NCT00342784 · Status: COMPLETED · Type: OBSERVATIONAL · Enrollment: 5118

Last updated 2018-08-01

No results posted yet for this study

Summary

This study will identify genes that predispose men to prostate cancer and affect the rate and type of disease spread, the aggressiveness of the disease, and the long-term outcome. Several studies show there is a genetic component to prostate cancer susceptibility, and that a first-degree relative with prostate cancer increases a man's risk 2- to 3-fold compared to those without a family history. The risk is significantly higher if the relative was diagnosed at younger than 65 years of age, or if three or more first-degree relatives are affected.
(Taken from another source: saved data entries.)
PR #1349, opened 2026-06-10
Added support for remaining JSON commands

vladvildanov:
> [!NOTE]
> **Low Risk**
> Additive API and tests on the JSON command module; normalization logic is isolated and covered by lint and protocol unit tests.
> 
> **Overview**
> Adds the remaining **RedisJSON** client commands: `json_numincrby`, `json_type`, `json_objkeys`, `json_objlen`, `json_strlen`, `json_strappend`, `json_toggle`, and `json_debug_memory`, with the same JSONPath vs legacy path return shapes as existing array helpers.
> 
> **`json_numincrby`** and **`json_type`** apply reply normalizers (`NumincrbyNormalize`, `TypeNormalize`) so RESP2 (JSON strings / flat arrays) and future RESP3 (native numbers, extra nesting, multi-match legacy paths) yield the same Ruby values. A private **`json_path?`** helper drives that branching.
> 
> **`Redis::Distributed`** forwards each new method to the node for the key. Integration coverage lives in **`test/lint/json.rb`**; **`test/modules/commands_on_json_test.rb`** unit-tests the normalizers against both protocol shapes.
> 
> <sup>Reviewed by [Cursor Bugbot](https://cursor.com/bugbot) for commit 4bc80ee9ae96122cfd84de0fb10f2014933249d8. Bugbot is set up for automated code reviews on this repo. Configure [here](https://www.cursor.com/dashboard/bugbot).</sup>

### DIFF
--- a/lib/redis/commands/modules/json.rb
+++ b/lib/redis/commands/modules/json.rb
@@ -14,6 +14,38 @@ class Redis
     # JSON.NUMINCRBY — DO return differently shaped replies under RESP3 and will need
     # protocol-aware reshaping once RESP3 is supported at this layer.
     module Json
+      # Normalize a JSON.NUMINCRBY reply to a protocol-independent value: an array of numbers for
+      # a JSONPath, a single number for a legacy path. Under RESP2 the result arrives as a
+      # JSON-encoded string ("[3,4]" / "3"); under RESP3 it arrives as native numbers (an array,
+      # even for a legacy path). Both shapes map to the same value.
+      NumincrbyNormalize = lambda do |reply, jsonpath|
+        return nil if reply.nil?
+
+        reply = ::JSON.parse(reply) if reply.is_a?(String) # RESP2 string form
+        if jsonpath
+          Array(reply)
+        elsif reply.is_a?(Array)
+          reply.first # RESP3 wraps even a legacy reply in an array
+        else
+          reply
+        end
+      end
+
+      # Normalize a JSON.TYPE reply to a protocol-independent value: an array of type strings for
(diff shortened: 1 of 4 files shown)


lib/redis/commands/modules/json.rb
```diff
@@ -14,6 +14,38 @@ module Commands
...
+      # JSON-encoded string ("[3,4]" / "3"); under RESP3 it arrives as native numbers (an array,
+      # even for a legacy path). Both shapes map to the same value.
+      NumincrbyNormalize = lambda do |reply, jsonpath|
+        return nil if reply.nil?
+
+        reply = ::JSON.parse(reply) if reply.is_a?(String) # RESP2 string form
+        if jsonpath
+          Array(reply)
+        elsif reply.is_a?(Array)
+          reply.first # RESP3 wraps even a legacy reply in an array
```
petyaslavova: After digging into this command it seems that legacy paths also can match multiple values.
For example, `JSON.NUMINCRBY doc '..a' 2` should update all matching numeric `a` values; RESP2 will return the legacy scalar result `"7"` (the last changed scalar value), but RESP3 returns the native match array `[nil, 4, 7, nil]`. With `reply.first`, this would normalize to `nil` instead of the RESP2-compatible `"7"`/`7`.
Maybe, also a unit test covering such case can also be added.

petyaslavova (changes requested):

lib/redis/commands/modules/json.rb
vladvildanov: Good catch

petyaslavova (approved):
LGTM.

The study will try to locate prostate cancer genes in DNA samples using two methods: linkage analysis and association studies. Traditionally, the search for a disease gene begins with linkage analysis, in which the aim is to find the rough location of the gene relative to another DNA sequence, called a "genetic marker," whose position is already known. In genetic association studies, genes from a large number of patients are compared with healthy controls who are matched by age, race, and geographic region.

DNA samples for this study come from patients in the two following studies at the Fred Hutchinson Cancer Research Center, Seattle, Washington:

Family study: Participants are families with prostate cancer who have: 1) three or more first-degree relatives with prostate cancer; 2) three generations with prostrate cancer either through the maternal or paternal side of the family; or 3) two first-degree relatives with prostate cancer diagnosed before age 65 or who were African American.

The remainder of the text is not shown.